Was There Always a Clear Dividing Line Between Fact and Fiction?
Knowing that biographers have, on occasion, exaggerated or embellished certain facts to provide color and captivate their audiences, why are James Frey's readers scandalized to discover that details about his life were manipulated and fabricated?
Because he told A Million Little Lies in the process. His text about drug addiction and alcohol abuse is categorically misrepresented.
But the dividing line between fact and fiction has not always been as clear as it seems to us today. “During all of the Middle Ages and perhaps even later,” says Jamie Fumo, an English professor at McGill University, “fact and fiction were pretty much blurred." Not until the later Middle Ages, She says, did the difference become evident. This was mainly because of a change in the "legalistic notion of ‘trouthe.’ "
In A Crisis of Truth: Literature and Law in Ricardian England, Richard Firth Green illustrates how, in the late fourteenth century, England experienced a shift from an oral to a literate tradition and a consequent upheaval in the way social relationships were understood. A professor of English at Ohio State University, Green notes that the complex Middle English word trouthe “denotes something much more like ‘loyalty’ and ‘good faith’ than the ‘facts of the case.’” He contends that these alterations in meaning were closely related to a rising emphasis on the written over the spoken word.

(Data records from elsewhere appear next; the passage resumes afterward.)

Issue #2296, opened 2024-02-27
React MUI : MaterialEnumArrayRenderer - Add Form Label and description 


Maxouwell:
### Is your feature request related to a problem? Please describe.

Currently, MaterialEnumArrayRenderer (MultiChoice enum) are not on par with the radio group component.

#### On the label
Multi choice 
![image](https://github.com/eclipsesource/jsonforms/assets/13748802/dd0303ea-3eb9-4ec6-8de6-08b8a0d63456)

Radio Group : 
![image](https://github.com/eclipsesource/jsonforms/assets/13748802/581e7d7a-02a0-4b9c-8860-b53e056cef62)

#### On the description 
Only the error is shown on multi choice enum, while the description is shown on the radio group
![image](https://github.com/eclipsesource/jsonforms/assets/13748802/4f779183-4480-4ea6-900f-fae05dfa7e51)

### Describe the solution you'd like

The component may have a label, as available via MUI
![image](https://github.com/eclipsesource/jsonforms/assets/13748802/ef2ad318-b29b-405b-8b66-42371be7d5f1)

I'm open to do a PR, but should the label be added as is or behind an option to not impact existing forms ?

### Describe alternatives you've considered

N/A

### Framework

React

### RendererSet

Material

PR #2297, opened 2024-02-27
React MUI : MaterialEnumArrayRenderer - Add Form Label and description

Maxouwell:
PR for #2296. with always on label (not conditionnal to an option)

### DIFF
--- a/packages/material-renderers/src/complex/MaterialEnumArrayRenderer.tsx
+++ b/packages/material-renderers/src/complex/MaterialEnumArrayRenderer.tsx
@@ -3,6 +3,7 @@ import {
   ControlProps,
   DispatchPropsOfMultiEnumControl,
   hasType,
+  isDescriptionHidden,
   JsonSchema,
   OwnPropsOfEnum,
   Paths,
@@ -11,6 +12,7 @@ import {
   resolveSchema,
   schemaMatches,
   schemaSubPathMatches,
+  showAsRequired,
   uiTypeIs,
 } from '@jsonforms/core';
 
@@ -21,15 +23,23 @@ import {
   FormControlLabel,
   FormGroup,
   FormHelperText,
+  FormLabel,
   Hidden,
 } from '@mui/material';
 import isEmpty from 'lodash/isEmpty';
 import React from 'react';
+import merge from 'lodash/merge';
+import { useFocus } from '../util';
 
 export const MaterialEnumArrayRenderer = ({
+  config,
+  id,
   schema,
   visible,
   errors,
+  description,
+  label,
+  required,
   path,
   options,
   data,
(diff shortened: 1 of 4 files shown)


packages/material-renderers/src/complex/MaterialEnumArrayRenderer.tsx
```diff
@@ -38,9 +48,35 @@ export const MaterialEnumArrayRenderer = ({
...
+    focused,
+    appliedUiSchemaOptions.showUnfocusedDescription
+  );
+
   return (
     <Hidden xsUp={!visible}>
-      <FormControl component='fieldset'>
+      <FormControl
+        component='fieldset'
+        fullWidth={!appliedUiSchemaOptions.trim}
```
Maxouwell, line 65: Note : I also included the trim option from the RadioGroup component

packages/material-renderers/src/complex/MaterialEnumArrayRenderer.tsx
```diff
@@ -38,9 +48,35 @@ export const MaterialEnumArrayRenderer = ({
...
+        onFocus={onFocus}
+        onBlur={onBlur}
+      >
+        <FormLabel
+          htmlFor={id}
+          error={!isValid}
+          component={'legend' as 'label'}
```
lucas-koehler, line 72: I don't think you need to `as 'label'`. I guess this might have only been necessary in an older mui version with stricter types.
```suggestion
          component={'legend'}
```

packages/material-renderers/src/complex/MaterialEnumArrayRenderer.tsx
```diff
@@ -53,6 +89,7 @@ export const MaterialEnumArrayRenderer = ({
                 key={option.value}
                 control={
                   <MuiCheckbox
+                    id={id}
```
lucas-koehler, line 92: I don't think we should add the id here. With this addition, all checkboxes of this multi enum would have the same id. I'd just remove this again. What do you think?

lucas-koehler (changes requested):
Hi @Maxouwell , thanks a lot for another contribution :heart: 
The code looks already pretty good to me and showing the labels and description works well in the example :)
I just have two small remarks inline. Please have a look.

packages/material-renderers/src/complex/MaterialEnumArrayRenderer.tsx
Maxouwell: It's taken as-is from MaterialRadioGroup. Should I remove it also there ?

lucas-koehler: Sure that would be great. Thanks!

packages/material-renderers/src/complex/MaterialEnumArrayRenderer.tsx
Maxouwell: This one is trickier.

I didn't add the id field, it was already there buried in otherProps.
I surfaced it only because I needed it for the htmlFor field of the FormLabel.

Also, it is required by MuiCheckBox:
image

What I propose is to concat the value as done for the key field:
```
  id={id+ '-checkbox-' + option.value}
  key={'checkbox-' + option.value}
```

But once you do that,
* The `htmlFor={id}` on `FormLabel` has no sense and should be removed
  * _And then_, it make no sense on MaterialRadioGroup where I got it to start with
* The field `id={option.value}` on `FormControlLabel` is also wrong (same id if the option is in another chekbox), and may be `id={id+ '-' + option.value}` or `id={id+ '-checkbox-label-' + option.value}`

Let me know what you think @lucas-koehler !

packages/material-renderers/src/complex/MaterialEnumArrayRenderer.tsx
Maxouwell: Also removed from MaterialSliderControl

Maxouwell: And from this line from MaterialRadioGroup `component={'fieldset' as 'div'}`

Maxouwell: Fixed in commit [20dceb0](https://github.com/eclipsesource/jsonforms/pull/2297/commits/20dceb010e9a1b72be1b570bc97949867836b4e2)
(Unresolved to be sure it's ok for you)

packages/material-renderers/src/complex/MaterialEnumArrayRenderer.tsx
lucas-koehler: > I didn't add the id field, it was already there buried in otherProps.

Ah I missed that, sorry.

I think your suggestion sounds good, to summarize:
- Remove `htmlFor={id}` from `FormLabel`
- Adapt ids of `FormControlLabel` from `id={option.value}` to `id={id+ '-label-' + option.value}` (I think just `label` instead of `checkbox-label` in combination with the value is enough)
- Adapt id on the checkbox to `id={id+ '-' + option.value}`

Maxouwell: Done !
[e32cbae](https://github.com/eclipsesource/jsonforms/pull/2297/commits/e32cbae1d5d389cc6c9249f044108e88a9049afa)

lucas-koehler (approved):
LGTM now, thanks :sparkles:

PR #2298, opened 2024-03-06
Set `type` of `<button>`s in vanilla array renderer

joefreeman:
This updates the `<button>`s in the vanilla array renderer to set the `type` to `"button"`. This allows a `<JsonForms>` to be contained within a `<form>` without these buttons triggering a submit of the form.

I believe this is fixing the same issue as #1731, but for the vanilla renderers.


sdirix (approved):
Thanks!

While there are signs that the distinction between fact and fiction arose in the fourteenth century, some scholars argue that it did not emerge in a form we would recognize until later. McGill Professor Yael Halevi-Wise contends that it was not until the Enlightenment that the change took place. “During the Renaissance, there were intellectual debates regarding the nature of fiction,” Halevi-Wise says, “and of course Descartes' Scientific Method introduced a way of testing facts rather than relying on fiction." But all of these "major cultural distinctions" took centuries to coalesce.
By the seventeenth century, the distinction was firmly in place, as is suggested in the observation by English philosopher Francis Bacon that “Truth is so hard to tell, it sometimes needs fiction to make it plausible.”